SUPPLIED DATA.

Issue #167, opened 2023-12-11
Errors found in `manage_python_project.ipynb` notebook


yakutovicha:
Please report here any errors or  suggestions for the [`manage_python_project.ipynb`](https://github.com/empa-scientific-it/python-tutorial/blob/main/manage_python_project.ipynb).

despadam:
Typo in **Preparatory exercise**:
- **other** yours or the one you have forked --> should be 'either'

fabioacl:
In the line `bumpver update --minor --dry-run` it should be `--dry` and not `--dry-run`

fabioacl:
In the Testing section, add `job` before `tests`.

anates:
Executing `bumpver update --minor --dry-run` as proposed fails, as there is no entry for `__version__` in `__init__.py` in `mypackage`. Manually adding this entry resolves the issue.

edoardob90:
There seems to be an issue on Windows and the `yamlfmt` hook. I don't know if it's reproducible every time, but it seems to be a bug in the hook script itself. Check out: https://github.com/jumanjihouse/pre-commit-hook-yamlfmt/issues/25

yakutovicha:
The exercise on releasing automation needs to be revised. It is not clear to people what is `test.pypi.og` and how to release things there. Maybe, it is enough to release only on GitHub.

yakutovicha:
> Last entry in the notebook for publishing a new release, currently reading
> 
> ```
> - uses: softprops/action-gh-release@v0.1.14
>    name: Create release
> ```
> 
> should be
> 
> ```
>     - name: Create release
>       uses: softprops/action-gh-release@v0.1.14  
> ```
> 
> afaik. Is that correct?

It should not matter, as after reading it becomes a dictionary:
```python
{
    "name": "Create release",
    "uses": "softprops/action-gh-release@v0.1.14",
}
```

but I agree this way is more consistent. I will fix it.

yakutovicha:
> Executing `bumpver update --minor --dry-run` as proposed fails, as there is no entry for `__version__` in `__init__.py` in `mypackage`. Manually adding this entry resolves the issue.

This I will do directly in the `mypackage` repo.

PR #261, opened 2024-11-14
Pre-commit: add Ruff

### LINKED ISSUE #255: Add Ruff as a pre-commit hook?
A suggestion: why not replacing `flake8` and others pre-commit hooks (like `isort`, `pyupgrade`) with Ruff, which can do almost everything? Including a slightly better formatting than Black.

Resources:
- https://docs.astral.sh/ruff/linter/#ruff-check
- https://github.com/astral-sh/ruff-pre-commit

edoardob90:
Fixes #255 

- Replaces flake8 and all its enabled plugins with Ruff
- Use Ruff formatter as a drop-in replacement of Black
- Simplifies the configuration using a single `pyproject.toml` instead of multiple files (`pytest.ini`, `flake8`).


edoardob90:
There are a few errors to fix in the code (or to add to the ignore, while it's not the ideal way):

- [ ] `TRY003`: Avoid specifying long messages outside the exception class
- [ ] `E741`: Ambiguous variable name

Snowwpanda:
Thanks for starting this, since a change on flake8 pre-commit is not passing, so why not add ruff in one go. I fixed the places where pre-commit was not passing, don't understand enough about the rest though, so someone else should approve or I will read later.

pyproject.toml
```diff
@@ -0,0 +1,50 @@
...
+    "TRY301", # Raise within try block
+    # "W503"  # Line break before binary operator (not PEP8 enforced, so not implemented in Ruff)
+]
+
+# flake8 plugins to enable:
+# - flake8-bugbear          B
+# - flake8-builtins         A
+# - flake8-comprehensions   C4
+# - flake8-debugger         T10
+# - flake8-logging-format   G
```
despadam, line 22: I am also not the most fit to review this, but I do have a question. Why is `G` not included in the list below?

edoardob90: Because I simply forgot it! 😅 I did it manually, no Copilot. Good catch! 🔎

edoardob90:
I think this is good to go.

Just a comment on why we ignore [`B904`](https://docs.astral.sh/ruff/rules/raise-without-from-inside-except/) from the object-oriented tests: we do want to raise an assertion error if the check on the solution function attributes fails, but Python by default will raise a `TypeError` via `vars(solution_result)` if the result is not a class and therefore doesn't have a `__dict__` attribute.

despadam:
> I think this is good to go.
> 
> Just a comment on why we ignore [`B904`](https://docs.astral.sh/ruff/rules/raise-without-from-inside-except/) from the object-oriented tests: we do want to raise an assertion error if the check on the solution function attributes fails, but Python by default will raise a `TypeError` via `vars(solution_result)` if the result is not a class and therefore doesn't have a `__dict__` attribute.

Thanks for the explanation! Can we document this in a comment?

despadam:
I tried testing it and this is what happens in my case:

image

edoardob90:
> I tried testing it and this is what happens in my case:
> 
> image

Seems okay to me. It's the "annoying" yaml formatter that keeps replacing 2 spaces with 4. Many editors are okay with 2. It happens to me as well. We could actually fix this...

edoardob90:
I think the problem with yaml formatting is fixed now.

edoardob90:
> > I think this is good to go.
> > Just a comment on why we ignore [`B904`](https://docs.astral.sh/ruff/rules/raise-without-from-inside-except/) from the object-oriented tests: we do want to raise an assertion error if the check on the solution function attributes fails, but Python by default will raise a `TypeError` via `vars(solution_result)` if the result is not a class and therefore doesn't have a `__dict__` attribute.
> 
> Thanks for the explanation! Can we document this in a comment?

Good idea: I added it in 9bdfe5d

despadam:
> I think the problem with yaml formatting is fixed now.

I keep having problems with `YAML (check)` and `YAML (format)`. Check always complains about `wrong new line character: expected \n`, even after I fix it. Format always fails. Maybe I am doing something wrong? We can have a look together during tomorrow's meeting.

Snowwpanda:
> I tried testing it and this is what happens in my case:
> 
> image

Ah and here i thought this was just me, after seeing you have the same issue, this seems to be a known problem:
https://github.com/jumanjihouse/pre-commit-hook-yamlfmt/issues/32
where windows path is messed up, i ran on codespaces (linux env) where it worked fine. but since some of us are using windows this isn't so nice.

Snowwpanda:
I could fix the YAML formating using the pull request fix they have. Instead of 
rev 0.2.3 
i used     
rev: 71af8556bfcf12745fdfdb3ed57b6698b444f58c
See here for the PR:
https://github.com/jumanjihouse/pre-commit-hook-yamlfmt/pull/42
And the discussion:
https://github.com/jumanjihouse/pre-commit-hook-yamlfmt/issues/25#issuecomment-1466943391
Not sure if this is a nice fix though, but i think its that or leave the hook out entirely

edoardob90:
> I could fix the YAML formating using the pull request fix they have. Instead of rev 0.2.3 i used rev: 71af8556bfcf12745fdfdb3ed57b6698b444f58c See here for the PR: [jumanjihouse/pre-commit-hook-yamlfmt#42](https://github.com/jumanjihouse/pre-commit-hook-yamlfmt/pull/42) And the discussion: [jumanjihouse/pre-commit-hook-yamlfmt#25 (comment)](https://github.com/jumanjihouse/pre-commit-hook-yamlfmt/issues/25#issuecomment-1466943391) Not sure if this is a nice fix though, but i think its that or leave the hook out entirely

My memory didn't help me here: I already raised this problem [last year](https://github.com/empa-scientific-it/python-tutorial/issues/167#issuecomment-1850143839). There were indeed a few users running the tutorial locally, and that means 99% of the times on Windows.

edoardob90:
Okay, I found an alternative formatter that _should_ work on Windows as well. Please, Windows people, double check. I know it's marginally relevant since most people will use Codespaces/Binder/whatever.

despadam:
Yaml format works for me now, but Yaml lint still fails.

edoardob90:
@despadam @Snowwpanda As discussed, I remove `yamllint`. Everything works, including the formatting. Also, we have already a basic `check-yaml` hook built-in in pre-commit. I think it's enough for our purposes.

despadam (approved):
Works as expected now, thanks!

.pre-commit-config.yaml
```diff
@@ -1,68 +1,38 @@
...
+  - repo: https://github.com/google/yamlfmt
+    rev: v0.14.0
+    hooks:
+      - id: yamlfmt
+        name: YAML (format)
+        types: [yaml]
+  - repo: https://github.com/asottile/setup-cfg-fmt
+    rev: v2.7.0
+    hooks:
+      - id: setup-cfg-fmt
```
yakutovicha, line 34: Maybe delete this one too? I am not sure we are using it at all.

edoardob90: Indeed. We don't have `setup.cfg` files. I'll go ahead, remove that and merge this.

TASK STATEMENT. The listing above is to be reproduced without a single change.

SOLUTION TO THIS PROBLEM.
Issue #167, opened 2023-12-11
Errors found in `manage_python_project.ipynb` notebook


yakutovicha:
Please report here any errors or  suggestions for the [`manage_python_project.ipynb`](https://github.com/empa-scientific-it/python-tutorial/blob/main/manage_python_project.ipynb).

despadam:
Typo in **Preparatory exercise**:
- **other** yours or the one you have forked --> should be 'either'

fabioacl:
In the line `bumpver update --minor --dry-run` it should be `--dry` and not `--dry-run`

fabioacl:
In the Testing section, add `job` before `tests`.

anates:
Executing `bumpver update --minor --dry-run` as proposed fails, as there is no entry for `__version__` in `__init__.py` in `mypackage`. Manually adding this entry resolves the issue.

edoardob90:
There seems to be an issue on Windows and the `yamlfmt` hook. I don't know if it's reproducible every time, but it seems to be a bug in the hook script itself. Check out: https://github.com/jumanjihouse/pre-commit-hook-yamlfmt/issues/25

yakutovicha:
The exercise on releasing automation needs to be revised. It is not clear to people what is `test.pypi.og` and how to release things there. Maybe, it is enough to release only on GitHub.

yakutovicha:
> Last entry in the notebook for publishing a new release, currently reading
> 
> ```
> - uses: softprops/action-gh-release@v0.1.14
>    name: Create release
> ```
> 
> should be
> 
> ```
>     - name: Create release
>       uses: softprops/action-gh-release@v0.1.14  
> ```
> 
> afaik. Is that correct?

It should not matter, as after reading it becomes a dictionary:
```python
{
    "name": "Create release",
    "uses": "softprops/action-gh-release@v0.1.14",
}
```

but I agree this way is more consistent. I will fix it.

yakutovicha:
> Executing `bumpver update --minor --dry-run` as proposed fails, as there is no entry for `__version__` in `__init__.py` in `mypackage`. Manually adding this entry resolves the issue.

This I will do directly in the `mypackage` repo.

PR #261, opened 2024-11-14
Pre-commit: add Ruff

### LINKED ISSUE #255: Add Ruff as a pre-commit hook?
A suggestion: why not replacing `flake8` and others pre-commit hooks (like `isort`, `pyupgrade`) with Ruff, which can do almost everything? Including a slightly better formatting than Black.

Resources:
- https://docs.astral.sh/ruff/linter/#ruff-check
- https://github.com/astral-sh/ruff-pre-commit

edoardob90:
Fixes #255 

- Replaces flake8 and all its enabled plugins with Ruff
- Use Ruff formatter as a drop-in replacement of Black
- Simplifies the configuration using a single `pyproject.toml` instead of multiple files (`pytest.ini`, `flake8`).


edoardob90:
There are a few errors to fix in the code (or to add to the ignore, while it's not the ideal way):

- [ ] `TRY003`: Avoid specifying long messages outside the exception class
- [ ] `E741`: Ambiguous variable name

Snowwpanda:
Thanks for starting this, since a change on flake8 pre-commit is not passing, so why not add ruff in one go. I fixed the places where pre-commit was not passing, don't understand enough about the rest though, so someone else should approve or I will read later.

pyproject.toml
```diff
@@ -0,0 +1,50 @@
...
+    "TRY301", # Raise within try block
+    # "W503"  # Line break before binary operator (not PEP8 enforced, so not implemented in Ruff)
+]
+
+# flake8 plugins to enable:
+# - flake8-bugbear          B
+# - flake8-builtins         A
+# - flake8-comprehensions   C4
+# - flake8-debugger         T10
+# - flake8-logging-format   G
```
despadam, line 22: I am also not the most fit to review this, but I do have a question. Why is `G` not included in the list below?

edoardob90: Because I simply forgot it! 😅 I did it manually, no Copilot. Good catch! 🔎

edoardob90:
I think this is good to go.

Just a comment on why we ignore [`B904`](https://docs.astral.sh/ruff/rules/raise-without-from-inside-except/) from the object-oriented tests: we do want to raise an assertion error if the check on the solution function attributes fails, but Python by default will raise a `TypeError` via `vars(solution_result)` if the result is not a class and therefore doesn't have a `__dict__` attribute.

despadam:
> I think this is good to go.
> 
> Just a comment on why we ignore [`B904`](https://docs.astral.sh/ruff/rules/raise-without-from-inside-except/) from the object-oriented tests: we do want to raise an assertion error if the check on the solution function attributes fails, but Python by default will raise a `TypeError` via `vars(solution_result)` if the result is not a class and therefore doesn't have a `__dict__` attribute.

Thanks for the explanation! Can we document this in a comment?

despadam:
I tried testing it and this is what happens in my case:

image

edoardob90:
> I tried testing it and this is what happens in my case:
> 
> image

Seems okay to me. It's the "annoying" yaml formatter that keeps replacing 2 spaces with 4. Many editors are okay with 2. It happens to me as well. We could actually fix this...

edoardob90:
I think the problem with yaml formatting is fixed now.

edoardob90:
> > I think this is good to go.
> > Just a comment on why we ignore [`B904`](https://docs.astral.sh/ruff/rules/raise-without-from-inside-except/) from the object-oriented tests: we do want to raise an assertion error if the check on the solution function attributes fails, but Python by default will raise a `TypeError` via `vars(solution_result)` if the result is not a class and therefore doesn't have a `__dict__` attribute.
> 
> Thanks for the explanation! Can we document this in a comment?

Good idea: I added it in 9bdfe5d

despadam:
> I think the problem with yaml formatting is fixed now.

I keep having problems with `YAML (check)` and `YAML (format)`. Check always complains about `wrong new line character: expected \n`, even after I fix it. Format always fails. Maybe I am doing something wrong? We can have a look together during tomorrow's meeting.

Snowwpanda:
> I tried testing it and this is what happens in my case:
> 
> image

Ah and here i thought this was just me, after seeing you have the same issue, this seems to be a known problem:
https://github.com/jumanjihouse/pre-commit-hook-yamlfmt/issues/32
where windows path is messed up, i ran on codespaces (linux env) where it worked fine. but since some of us are using windows this isn't so nice.

Snowwpanda:
I could fix the YAML formating using the pull request fix they have. Instead of 
rev 0.2.3 
i used     
rev: 71af8556bfcf12745fdfdb3ed57b6698b444f58c
See here for the PR:
https://github.com/jumanjihouse/pre-commit-hook-yamlfmt/pull/42
And the discussion:
https://github.com/jumanjihouse/pre-commit-hook-yamlfmt/issues/25#issuecomment-1466943391
Not sure if this is a nice fix though, but i think its that or leave the hook out entirely

edoardob90:
> I could fix the YAML formating using the pull request fix they have. Instead of rev 0.2.3 i used rev: 71af8556bfcf12745fdfdb3ed57b6698b444f58c See here for the PR: [jumanjihouse/pre-commit-hook-yamlfmt#42](https://github.com/jumanjihouse/pre-commit-hook-yamlfmt/pull/42) And the discussion: [jumanjihouse/pre-commit-hook-yamlfmt#25 (comment)](https://github.com/jumanjihouse/pre-commit-hook-yamlfmt/issues/25#issuecomment-1466943391) Not sure if this is a nice fix though, but i think its that or leave the hook out entirely

My memory didn't help me here: I already raised this problem [last year](https://github.com/empa-scientific-it/python-tutorial/issues/167#issuecomment-1850143839). There were indeed a few users running the tutorial locally, and that means 99% of the times on Windows.

edoardob90:
Okay, I found an alternative formatter that _should_ work on Windows as well. Please, Windows people, double check. I know it's marginally relevant since most people will use Codespaces/Binder/whatever.

despadam:
Yaml format works for me now, but Yaml lint still fails.

edoardob90:
@despadam @Snowwpanda As discussed, I remove `yamllint`. Everything works, including the formatting. Also, we have already a basic `check-yaml` hook built-in in pre-commit. I think it's enough for our purposes.

despadam (approved):
Works as expected now, thanks!

.pre-commit-config.yaml
```diff
@@ -1,68 +1,38 @@
...
+  - repo: https://github.com/google/yamlfmt
+    rev: v0.14.0
+    hooks:
+      - id: yamlfmt
+        name: YAML (format)
+        types: [yaml]
+  - repo: https://github.com/asottile/setup-cfg-fmt
+    rev: v2.7.0
+    hooks:
+      - id: setup-cfg-fmt
```
yakutovicha, line 34: Maybe delete this one too? I am not sure we are using it at all.

edoardob90: Indeed. We don't have `setup.cfg` files. I'll go ahead, remove that and merge this.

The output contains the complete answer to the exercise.